How to Set Boundaries In Your Relationships

HOW TO SET BOUNDARIES IN YOUR RELATIONSHIPS

We often hear about boundaries — and we might even know we need them in order to have healthy, fulfilling relationships.

But amidst all the talk about boundaries, the three most important things about them are often overlooked. What are boundaries? How do we discover our own boundaries? Once we identify them, how can we set boundaries?

What are Boundaries?

Many people believe that a boundary is similar to a rule. They believe a boundary is something a person puts into place to prevent other people from treating them a certain way or behaving a certain way around them.

That’s Not How Boundaries Work.

If that were the case, we would all be expected to adjust our behaviors constantly, and big problems would happen when we all felt expected to follow someone else’s guidelines for our behavior.

Boundaries Are For You. 

They are about what you will and will not allow in your space. They aren’t about you saying, “you’re not allowed to say that to me.” They are about saying, “I don’t spend time with people who say things like that.”

How to Discover and Identify Your Boundaries

How do you know what boundaries need to be in place in your relationship? It starts with identifying your needs. Humans have some basic needs, like food, clothing, and shelter. We also need to feel seen, understood, and loved. Of course, you want your partner to meet many of those needs, but often we may not know what feeling loved looks like for ourselves or our partners.

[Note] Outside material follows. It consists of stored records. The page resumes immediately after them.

PR #1086, opened 2019-07-11
Implement SPSA in PyTorch

cassidylaidlaw:
I mostly translated from the Tensorflow code and implemented a similar interface. I also added tests based on the existing PyTorch tests.

### DIFF
--- a/cleverhans/future/torch/attacks/spsa.py
+++ b/cleverhans/future/torch/attacks/spsa.py
@@ -110,7 +110,7 @@ def spsa(model_fn, x, eps, nb_iter, clip_min=-np.inf, clip_max=np.inf, y=None,
     if early_stop_loss_threshold is not None and loss < early_stop_loss_threshold:
       break
 
-  adv_x = (x + perturbation).detach()
+  adv_x = torch.clamp((x + perturbation).detach(), clip_min, clip_max)
 
   asserts.append(torch.all(torch.abs(adv_x - x) <= eps + 1e-6))
   asserts.append(torch.all(adv_x >= clip_min))
--- a/cleverhans/future/torch/attacks/spsa.py
+++ b/cleverhans/future/torch/attacks/spsa.py
@@ -1,0 +1,187 @@
+"""The SPSA attack."""
+import numpy as np
+import torch
+from torch import optim
+
+
+def spsa(model_fn, x, eps, nb_iter, clip_min=-np.inf, clip_max=np.inf, y=None,
+         targeted=False, early_stop_loss_threshold=None, learning_rate=0.01, delta=0.01,
+         spsa_samples=128, spsa_iters=1, is_debug=False, sanity_checks=True):
+  """
+  This implements the SPSA adversary, as in https://arxiv.org/abs/1802.05666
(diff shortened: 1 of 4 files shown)


cleverhans/future/torch/attacks/spsa.py
```diff
@@ -0,0 +1,187 @@
...
+  asserts = []
+
+  # If a data range was specified, check that the input was in that range
+  asserts.append(torch.all(x >= clip_min))
+  asserts.append(torch.all(x <= clip_max))
+
+  if is_debug:
+    print("Starting SPSA attack with eps = {}".format(eps))
+
+  perturbation = (torch.rand_like(x) * 2 - 1) * eps
```
npapernot: Does this imply the attack assumes that the inputs are centered around 0?

cleverhans/future/torch/attacks/spsa.py
```diff
@@ -0,0 +1,187 @@
...
+  asserts.append(torch.all(adv_x >= clip_min))
+  asserts.append(torch.all(adv_x <= clip_max))
+
+  if sanity_checks:
+    assert np.all(asserts)
+
+  return adv_x
+
+
+def _project_perturbation(perturbation, epsilon, input_image, clip_min=-np.inf,
```
npapernot: This assumes the adversary uses an L_inf norm. Is it easy to generalize the implementation to L_inf and L2?

It would also make sense to reuse the function here to compute `clipped_perturbation` : https://github.com/tensorflow/cleverhans/blob/921cbdb73bb625c36bf749e4f2bda4f017ec8f09/cleverhans/future/torch/utils.py#L8

cleverhans/future/torch/attacks/spsa.py
cassidylaidlaw: No, because perturbation is eventually added to x (see line 113)

cleverhans/future/torch/attacks/spsa.py
cassidylaidlaw: The original implementation uses an L_inf threat model, but it should be easy to generalize to L2 as well. I'll work on it!

npapernot: Excellent, thanks! If this is simpler, we can merge the current PR and then make a follow-up adding L2 support. If that's better for you, it would be great to use the `clip_eta` util function and then I'll merge this PR. We can also wait for L2

npapernot:
Do you want us to merge this as a L_inf implementation and later make a separate PR for other norms?

cassidylaidlaw:
I switched to use `clip_eta` so it should support norms other than L_inf. I kept the default as L_inf since that's what the original paper used.

One other question—should I make the learning_rate parameter consistent with the other implementations, even if they're wrong? Jonathan Uesato mentioned I should add a "lr" parameter that is correct but keep learning_rate so that existing code continues to work as is. This implementation currently uses a learning_rate parameter that is correct, but I could switch it to be consistent across implementations

adam-dziedzic:
Is this code ready? Can it be merged?

rumschuettel:
I would be interested in this as well. Can it be merged? :)

PR #1088, opened 2019-07-12
Bug fix in random noise attack

shoaibahmed:
The previous legacy device function call was only applicable for the CPU device. Updated according to the most recent API.


npapernot:
Thanks for the PR! Would you be able to apply the fix to other PyTorch related files as well?

shoaibahmed:
> Thanks for the PR! Would you be able to apply the fix to other PyTorch related files as well?

Other function calls are still applicable to the latest version. Only the noise attack was not working with a CUDA enabled device. Let me check if the other ones are using the latest interface.

shoaibahmed:
> Thanks for the PR! Would you be able to apply the fix to other PyTorch related files as well?

I have checked. All other PyTorch related files in future are fine at this point.

PR #1090, opened 2019-07-17
Implement DeepFool in PyTorch

cassidylaidlaw:
I know somebody else has an open PR for DeepFool in PyTorch but I think my implementation is better in a few ways:
 * It correctly handles stopping on batches—the algorithm is supposed to stop as soon as it reaches misclassification for each sample separately, and this implementation does that.
 * It doesn't use NumPy, so everything can take place on the GPU and data doesn't have to be copied back and forth to the CPU, resulting in a big speedup.
 * It's tested against the original implementation by the authors and performs exactly the same on a nontrivial network with five classes.
 * The arguments more closely mirror other attacks in the library.
Let me know what you think!

### DIFF
--- a/cleverhans/future/torch/attacks/deepfool.py
+++ b/cleverhans/future/torch/attacks/deepfool.py
@@ -1,0 +1,161 @@
+"""The Deepfool attack."""
+import numpy as np
+import torch
+from torch.autograd.gradcheck import zero_gradients
+from cleverhans.future.torch.utils import clip_eta
+
+
+def deepfool(model_fn, x, clip_min=-np.inf, clip_max=np.inf,
+             y=None, targeted=False, eps=None, norm=None,
+             num_classes=10, overshoot=0.02, max_iter=50,
+             is_debug=True, sanity_checks=False):
+  """
+  PyTorch implementation of DeepFool (https://arxiv.org/pdf/1511.04599.pdf).
+  :param model_fn: A callable that takes an input tensor and returns the model logits.
+  :param x: Input tensor.
+  :param clip_min: If specified, the minimum input value.
+  :param clip_max: If specified, the maximum input value.
+  :param y: (optional) Tensor with true labels. If targeted is true, then provide the
+            target label. Otherwise, only provide this parameter if you'd like to use true
+            labels when crafting adversarial samples. Otherwise, model predictions are used
+            as labels to avoid the "label leaking" effect (explained in this paper:
+            https://arxiv.org/abs/1611.01236). Default is None.
+  :param targeted: (optional) bool. Is the attack targeted or untargeted? Untargeted, the
+            default, will try to make the label incorrect. Targeted will instead try to
+            move in the direction of being more like y.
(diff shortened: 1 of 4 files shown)


npapernot:
@iArunava what do you think?

cleverhans/future/torch/attacks/deepfool.py
```diff
@@ -0,0 +1,175 @@
...
+    all_perturbation_updates[live] = smallest_perturbation_updates
+    perturbations.add_(all_perturbation_updates)
+
+    perturbations *= (1 + overshoot)
+    if eps is not None:
+      perturbations = clip_eta(perturbations, norm, eps)
+    perturbations = torch.clamp(x + perturbations, clip_min, clip_max) - x
+    perturbations /= (1 + overshoot)
+
+#   perturbations *= (1 + overshoot)
```
npapernot: Why is this code commented?

cleverhans/future/torch/utils.py
```diff
@@ -21,22 +21,7 @@ def clip_eta(eta, norm, eps):
...
-      norm = torch.sqrt(torch.max(
-          avoid_zero_div,
-          torch.sum(eta ** 2, dim=reduc_ind, keepdim=True)
-      ))
-    factor = torch.min(
-        torch.tensor(1., dtype=eta.dtype, device=eta.device),
-        eps / norm
-        )
-    eta *= factor
+    eta = torch.renorm(eta, p=norm, dim=0, maxnorm=eps)
```
npapernot: Does this avoid div by zero? This is important for numerical stability in our case.

cleverhans/future/torch/attacks/deepfool.py
```diff
@@ -0,0 +1,175 @@
+"""The Deepfool attack."""
+import numpy as np
+import torch
+from torch.autograd.gradcheck import zero_gradients
+from cleverhans.future.torch.utils import clip_eta
+
+
+def deepfool(model_fn, x, clip_min=-np.inf, clip_max=np.inf,
```
npapernot: To be clear, are the advantages of this implementation that it can handle batches of inputs and early stop if all batch inputs have been misclassified?

cassidylaidlaw: It does early stopping separately for each element of the batch, which mirrors the original DeepFool implementation. Like the first element of the batch could be early stopped after 2 iterations and the second could be early stopped after 10. I think the other implementation would keep iterating the whole batch until all of them had succeeded.

Other than that I think the pure torch implementation is a plus for being a lot faster on GPU.

cleverhans/future/torch/attacks/deepfool.py
cassidylaidlaw: Sorry, that shouldn't be there actually. I'll remove it

cleverhans/future/torch/utils.py
cassidylaidlaw: In what case do you imagine div by zero could be an issue? I've tested and it works fine if the norm of eta is zero and fine if eps is 0

PR #237, opened 2024-07-19
Ot.rate limit v2 (Bucket4j server side throttling)

CerberusLatrans:
## Why

Resolves #<ticket number here>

To help you discover your needs and boundaries, try this exercise I do with couples in my office. You can do this at home, with or without a partner.

  1. Write down details of your ideal life. These are your wants. Some examples are as follows:
    • My partner and I cook dinner together.
    • I never have to worry about picking up someone else’s dirty socks.
    • We talk openly about finances.
    • He brings me coffee in bed every morning.
    • We don’t yell at each other.
  2. Look at each of those details above and think about why it is important to you. Write down the thing you value about each.
    • My partner and I cook dinner together because it gives us the opportunity to talk about our day while sharing a necessary chore. It feels important because I don’t want to be responsible for looking after a long day because I know I’ll feel resentful about them resting while I do another thing that fools like work. Doing it together feels like we are partners. “I value partnership.”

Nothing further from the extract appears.